Looking at the listing below, retype exactly the lines starting at the one containing "Theres no need" and ending at the one containing "0.20.6 contains at", both included, and nothing else.
─── DATA EXTRACTS ───
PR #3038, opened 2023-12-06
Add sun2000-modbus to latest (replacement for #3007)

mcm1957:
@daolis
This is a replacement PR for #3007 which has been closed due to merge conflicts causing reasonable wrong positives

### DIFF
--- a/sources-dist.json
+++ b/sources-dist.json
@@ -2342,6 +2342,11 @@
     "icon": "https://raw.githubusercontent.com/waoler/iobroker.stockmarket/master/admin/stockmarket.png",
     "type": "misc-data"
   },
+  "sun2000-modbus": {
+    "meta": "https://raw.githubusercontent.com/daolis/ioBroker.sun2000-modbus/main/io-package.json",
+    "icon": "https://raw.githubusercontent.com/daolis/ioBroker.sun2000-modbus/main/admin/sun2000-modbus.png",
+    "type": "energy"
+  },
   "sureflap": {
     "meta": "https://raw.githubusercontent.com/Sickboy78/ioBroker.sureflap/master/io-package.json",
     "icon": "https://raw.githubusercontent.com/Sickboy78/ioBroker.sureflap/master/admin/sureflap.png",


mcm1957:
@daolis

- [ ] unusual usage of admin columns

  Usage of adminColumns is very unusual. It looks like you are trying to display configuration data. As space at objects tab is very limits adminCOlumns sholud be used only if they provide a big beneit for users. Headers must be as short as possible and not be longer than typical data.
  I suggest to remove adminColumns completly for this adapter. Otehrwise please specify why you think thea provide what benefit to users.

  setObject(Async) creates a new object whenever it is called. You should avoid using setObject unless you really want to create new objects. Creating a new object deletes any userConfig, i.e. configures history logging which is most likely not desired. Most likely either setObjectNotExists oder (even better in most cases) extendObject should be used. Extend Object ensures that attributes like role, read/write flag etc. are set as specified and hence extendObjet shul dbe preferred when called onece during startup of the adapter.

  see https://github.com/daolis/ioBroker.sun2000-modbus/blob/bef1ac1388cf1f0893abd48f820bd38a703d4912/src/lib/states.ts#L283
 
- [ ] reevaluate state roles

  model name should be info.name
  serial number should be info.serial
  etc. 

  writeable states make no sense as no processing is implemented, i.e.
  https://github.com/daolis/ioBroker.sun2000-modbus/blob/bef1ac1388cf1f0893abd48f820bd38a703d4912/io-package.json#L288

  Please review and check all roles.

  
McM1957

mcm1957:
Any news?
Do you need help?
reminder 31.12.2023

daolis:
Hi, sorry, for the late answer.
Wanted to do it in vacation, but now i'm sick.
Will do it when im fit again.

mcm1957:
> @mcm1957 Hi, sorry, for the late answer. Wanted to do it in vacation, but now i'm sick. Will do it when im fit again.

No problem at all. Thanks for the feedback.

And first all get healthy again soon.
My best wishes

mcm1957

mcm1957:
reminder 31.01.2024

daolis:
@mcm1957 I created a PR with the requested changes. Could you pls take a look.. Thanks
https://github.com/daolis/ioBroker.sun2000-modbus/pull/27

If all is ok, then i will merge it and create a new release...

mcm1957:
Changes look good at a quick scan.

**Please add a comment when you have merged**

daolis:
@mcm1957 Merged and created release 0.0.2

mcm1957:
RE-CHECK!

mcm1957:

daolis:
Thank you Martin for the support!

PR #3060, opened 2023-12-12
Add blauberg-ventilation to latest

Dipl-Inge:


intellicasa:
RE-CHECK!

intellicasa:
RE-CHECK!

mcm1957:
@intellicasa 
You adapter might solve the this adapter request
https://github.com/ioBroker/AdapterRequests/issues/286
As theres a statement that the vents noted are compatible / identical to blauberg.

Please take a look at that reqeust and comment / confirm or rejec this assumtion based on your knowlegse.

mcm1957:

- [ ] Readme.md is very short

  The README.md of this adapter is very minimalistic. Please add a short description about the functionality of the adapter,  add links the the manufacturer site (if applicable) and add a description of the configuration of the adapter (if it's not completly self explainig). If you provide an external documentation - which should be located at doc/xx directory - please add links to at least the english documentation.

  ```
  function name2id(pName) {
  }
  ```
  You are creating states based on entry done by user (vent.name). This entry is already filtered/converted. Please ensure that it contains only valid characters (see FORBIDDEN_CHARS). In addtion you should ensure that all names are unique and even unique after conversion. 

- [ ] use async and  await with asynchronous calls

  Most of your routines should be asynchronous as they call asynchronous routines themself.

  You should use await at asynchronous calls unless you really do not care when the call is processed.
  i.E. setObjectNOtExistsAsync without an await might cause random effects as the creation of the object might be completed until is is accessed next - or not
───
─── DATA EXTRACTS ───
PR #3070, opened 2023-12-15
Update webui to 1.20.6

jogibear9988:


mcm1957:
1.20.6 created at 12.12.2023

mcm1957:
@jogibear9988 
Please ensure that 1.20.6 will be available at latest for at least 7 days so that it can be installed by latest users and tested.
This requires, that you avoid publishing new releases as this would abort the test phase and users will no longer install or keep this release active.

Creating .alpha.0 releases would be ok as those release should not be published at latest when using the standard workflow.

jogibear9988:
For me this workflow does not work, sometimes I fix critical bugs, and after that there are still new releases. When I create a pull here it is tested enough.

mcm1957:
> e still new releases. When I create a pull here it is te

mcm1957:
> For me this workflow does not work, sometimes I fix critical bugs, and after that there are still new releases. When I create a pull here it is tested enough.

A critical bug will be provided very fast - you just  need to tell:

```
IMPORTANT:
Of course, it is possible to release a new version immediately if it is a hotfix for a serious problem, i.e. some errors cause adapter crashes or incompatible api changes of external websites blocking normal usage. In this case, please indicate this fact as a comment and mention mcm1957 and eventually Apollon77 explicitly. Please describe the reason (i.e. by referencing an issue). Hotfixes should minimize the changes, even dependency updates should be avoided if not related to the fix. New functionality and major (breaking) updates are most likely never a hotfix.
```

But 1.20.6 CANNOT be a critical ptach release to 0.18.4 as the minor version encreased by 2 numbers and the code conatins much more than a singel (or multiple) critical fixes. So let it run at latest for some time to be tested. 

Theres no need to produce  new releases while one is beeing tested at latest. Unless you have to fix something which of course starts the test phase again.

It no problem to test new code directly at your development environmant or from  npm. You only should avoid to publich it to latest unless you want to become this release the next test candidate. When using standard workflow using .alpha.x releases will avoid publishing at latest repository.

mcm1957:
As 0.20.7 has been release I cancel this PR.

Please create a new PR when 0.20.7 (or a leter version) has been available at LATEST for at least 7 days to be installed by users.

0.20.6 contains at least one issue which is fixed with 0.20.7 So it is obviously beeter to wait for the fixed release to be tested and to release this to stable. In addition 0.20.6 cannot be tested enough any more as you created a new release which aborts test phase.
───
_OUTPUT OF THE EXERCISE_
Theres no need to produce  new releases while one is beeing tested at latest. Unless you have to fix something which of course starts the test phase again.

It no problem to test new code directly at your development environmant or from  npm. You only should avoid to publich it to latest unless you want to become this release the next test candidate. When using standard workflow using .alpha.x releases will avoid publishing at latest repository.

mcm1957:
As 0.20.7 has been release I cancel this PR.

Please create a new PR when 0.20.7 (or a leter version) has been available at LATEST for at least 7 days to be installed by users.

0.20.6 contains at least one issue which is fixed with 0.20.7 So it is obviously beeter to wait for the fixed release to be tested and to release this to stable. In addition 0.20.6 cannot be tested enough any more as you created a new release which aborts test phase.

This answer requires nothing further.